Communications in Cambodia, specifically the postal, telegraph and telegram services under the Ministry of Communications, Transport and Posts were restored throughout most of the country in the early 1980s during the People's Republic of Kampuchea regime after being disrupted under the Khmer Rouge.
In January 1987, the Soviet-aided Intersputnik space communications station began operation in Phnom Penh and established two-way telecommunication links between the Cambodian capital and the cities of Moscow, Hanoi, Vientiane and Paris. The completion of the earth satellite station (built on the grounds of Phnom Penh's old Roman Catholic cathedral) restored the telephone and telex links among Phnom Penh, Hanoi, and other countries for the first time since 1975.

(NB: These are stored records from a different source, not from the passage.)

PR #100, opened 2026-07-11
EEGLAB drop-in output parity (#92)

### LINKED ISSUE #92: Drop-in EEGLAB AMICA replacement: equivalent output, no extra interpretation
## Goal
pyAMICA (and the native-Fortran build path) should be a **drop-in replacement for EEGLAB's AMICA**: the output must be directly equivalent, requiring no additional interpretation or re-ordering by the user. Phase 3 (#87) proved the *decomposition* is equivalent (backends recover the same ICs where well-determined); this issue tracks the *output/convention* parity that makes it a true replacement.

## Requirements
- **Variance-ordered ICs** by back-projected variance (EEGLAB convention, IC1 = highest variance), so component indices mean the same thing as in EEGLAB. (Started in #87's figure ordering.)
- **Output format parity**: write results EEGLAB's `loadmodout15` / `pop_runamica` can read (W, A, S/sphere, mean, c, LL, comp order) so a pyAMICA run drops into an existing EEGLAB workflow.
- **Sign/scale conventions** matching EEGLAB so topomaps and activations line up without manual flips.
- **Same reduced-montage behavior** (see #91: spatially-distributed channel subsets).
- A documented round-trip: run pyAMICA -> load in EEGLAB -> identical component maps/order.

## Why
The value proposition is "use pyAMICA/GPU instead of EEGLAB AMICA and get the same answer, faster." Any step that needs manual reinterpretation (re-sorting ICs, flipping signs, reformatting output) undercuts that. Related: #87 (equivalence), #90 (data-size sweep), #91 (distributed channels).

neuromechanist:
Closes #92.

## Summary
Makes pyAMICA a drop-in replacement for EEGLAB's AMICA: a PyTorch NG fit can now
be written as the exact `loadmodout15` binary output directory, so it loads in
EEGLAB with the components in the same order and orientation, with no manual
re-sorting, sign-flipping, or reformatting.

Previously only the legacy NumPy backend could write this format; the primary
PyTorch backend could only `torch.save` a private dict.

## What changed
- **Shared writer** `write_amicaout()` in `numpy_impl/load.py` (co-located with its
  `loadmodout` reader counterpart): emits `gm, W, S, mean, c, alpha, mu, sbeta,
  rho, comp_list, LL`. `numpy_impl/core.py:_write_results` now delegates to it
  (byte-identical, no duplication).
- **`AMICATorchNG.write_amica_output(outdir)`** and the **`AMICA.write_amica_output`**
  wrapper (with the `_check_usable` degenerate-fit guard, #50).
- **`variance_order()`** on backend + wrapper: EEGLAB back-projected-variance order
  (IC1 = highest), using the same `W` convention real MATLAB `loadmodout15.m` uses.
- **Docs:** `docs/guides/eeglab.md` (EEGLAB interop + round-trip), wired into the nav.

## Validation (real data + Fortran binary, no mocks)
- NumPy-vs-Fortran parity tests still pass (writer refactor is byte-identical).
- New round-trip tests (`test_amica_ng_wrapper.py`): byte-fidelity of every written
  file, `loadmodout` readability + shapes, variance ordering, and the requires-fit
  guard. Full non-slow suite green (166 passed).
- **MATLAB `loadmodout15` round-trip (column-major, exactly as MATLAB reads):** on
  a converged fit (LL -3.399), `variance_order()` equals the reader's `origord`,
  svar is descending, and per-component mixture proportions sum to 1.0 -- i.e. the
  written directory is read correctly by real EEGLAB with the components in the
  right order. Matched-config IC equivalence vs Fortran stays the ~0.997 from
  `validate_implementations.py`.
- **A format defect was caught and fixed here** (see review-response comment): the
  mixture params were written C-order but EEGLAB/Fortran store column-major, so
  MATLAB would have read scrambled mixture proportions. Fixed writer + both numpy
  readers to Fortran order; single-model output is now byte-faithful to Fortran.

## Notes
- Single-model output is byte-identical to the Fortran reference. Multi-model output
  is self-consistent (round-trips through `loadmodout15`) but not byte-identical to a
  native multi-model AMICA run (issue #27 scope).
- The Python port `loadmodout` reads C-order where MATLAB reads column-major (a
  pre-existing latent transpose in the reader, out of this writer's scope); recorded
  in `.context/scratch_history.md`. The written bytes are correct for real EEGLAB.

Tested: yes (see Validation).

### DIFF
--- a/.context/scratch_history.md
+++ b/.context/scratch_history.md
@@ -45,6 +45,27 @@ python -m pyAMICA.amica_cli pyAMICA/sample_data/sample_params.json --verbose --o
 gfortran -O3 -fopenmp amica17.f90 funmod2.f90 -o amica -llapack -lblas
 ```
 
+## Issue #92 (EEGLAB drop-in output): loadmodout reader quirks (pre-existing, out of writer scope)
+The writer (`write_amicaout` in `numpy_impl/load.py`, used by both backends via
+`torch_impl/core.py:write_amica_output` and `numpy_impl/core.py:_write_results`)
+emits bytes byte-identical to Fortran for a single model, so the REAL MATLAB
+`loadmodout15.m` reads it correctly (it reads column-major -> recovers the true
+unmixing `W_true = self.W.T`, so its `A = pinv(W_true @ S)` and its variance
+ordering match the model's native components; `AMICATorchNG.variance_order` uses
+the same `W_fort = self.W.T` and so matches real EEGLAB).
+- The Python PORT `numpy_impl/load.py:loadmodout` reads the `W` file **C-order**
+  (`W.reshape(nw,nw,m)`), where MATLAB reads column-major. So the port's `mod.W`
+  is the transpose of MATLAB's, and its `A`/`svar`/`origord` use `pinv(self.W_int
+  @ S)` (untransposed) -- a latent transpose vs `loadmodout15.m`. Masked because
+  every parity test matches `W` via transpose-tolerant Hungarian |corr|, and
+  nothing consumes `.A`/`.svar`/`.origord`. Do NOT "fix" by transposing the reader
+  without re-checking #24/#37 locked parity and the numpy write/read round-trip.
+- The port also stores `svar` in fit order (not sorted); `loadmodout15.m` stores
+  it descending. `svar[origord]` is descending. Tests assert on `svar[origord]`.
+- Consequence: `variance_order()` (native/EEGLAB-correct) does NOT equal the
+  port's `origord` (transposed convention). Validate `variance_order` against the
+  real MATLAB `loadmodout15` round-trip, not against the numpy port's `origord`.
+
 ## Lessons / check first next time
 - [ ] Positive LL almost always means a wrong PDF normalization constant.
 - [ ] NaN at a phase transition (e.g. Newton start) points at unclipped gradients or zero denominators.
--- a/.context/scratch_history.md
+++ b/.context/scratch_history.md
@@ -45,26 +45,29 @@ python -m pyAMICA.amica_cli pyAMICA/sample_data/sample_params.json --verbose --o
 gfortran -O3 -fopenmp amica17.f90 funmod2.f90 -o amica -llapack -lblas
 ```
 
-## Issue #92 (EEGLAB drop-in output): loadmodout reader quirks (pre-existing, out of writer scope)
-The writer (`write_amicaout` in `numpy_impl/load.py`, used by both backends via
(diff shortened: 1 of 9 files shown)


neuromechanist:
## Review round 1 (Sonnet) + a MATLAB round-trip surfaced a real format bug

The `/manuscript`-grade "no shortcuts" standard paid off here: verifying against real MATLAB `loadmodout15` exposed a genuine format defect that the Python-only tests missed.

### Format bug (found + fixed)
pyAMICA wrote the non-square mixture params (`alpha`/`mu`/`sbeta`/`rho`, shape `(num_mix, num_comps)`) and `c`/`comp_list` in **C-order**, but Fortran/EEGLAB store them **column-major**. So real MATLAB `loadmodout15.m` (column-major reads) would have read *scrambled* mixture params, breaking the variance ordering and density model. Diagnostic: reading the committed genuine-Fortran `amicaout/alpha` column-major gives per-component mixture proportions summing to exactly 1.0; C-order gives garbage `[0.49, 1.31]`.

Fixed the writer (`write_amicaout`) and both numpy readers (`loadmodout`, `data.py:load_results`) to use Fortran (`order="F"`) layout for those arrays. `W` (square) stays C-order and is byte-identical to Fortran (the #24 transpose cancels against column-major storage); `S` is symmetric; `mean`/`gm`/`LL` are 1-D. This also fixes a latent bug where the numpy reader mis-read genuine Fortran mixture params.

**Verification:** re-ran the live MATLAB-faithful (column-major) round-trip on a converged fit (LL -3.399): `variance_order()` now equals the reader's `origord`, svar is descending, and mixture proportions sum to 1.0. Matched-config IC equivalence remains the ~0.997 from `validate_implementations.py`.

### Review findings (all addressed)
1. **Important - LL/keep_best mismatch:** when the #51 safeguard restores an earlier iterate, the written `LL` file now ends at that kept iterate (`LL[-1] == final_ll_`), not at a later discarded overshoot. New deterministic test `test_write_amica_output_ll_matches_kept_iterate` (n_models=2 run that reliably triggers a restore).
2. **Important - guard-test gap:** `write_amica_output` and `variance_order` added to `test_degenerate_fit_refuses_output`; new `test_variance_order_requires_fit`.
3. **Suggestion - tautological ordering assertion:** replaced with a meaningful column-major check (mixture proportions per component sum to 1 after the loadmodout round-trip).

### Regression safety
NumPy-vs-Fortran parity suite green (the reader change affects how genuine Fortran `amicaout` is read); full torch wrapper suite green (16 passed); byte-fidelity test updated to read the column-major arrays with `order="F"`.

Although telecommunications services were initially limited to the government, these advances in communications helped break down the country's isolation, both internally and internationally.
Today, with the availability of mobile phones, communications are open to all, though the country's Prime Minister Hun Sen decreed that 3G mobile phones would be not be allowed to support video calling and did not ban them completely as previously reported on this page.
The government state communications corporation is Telecom Cambodia, founded in 2006 as an expansion of the telecom operating department of the Ministry of Posts and Telecommunications. Landline service in Phnom Penh and other provincial cities is available; mobile phone coverage is rapidly expanding in rural areas.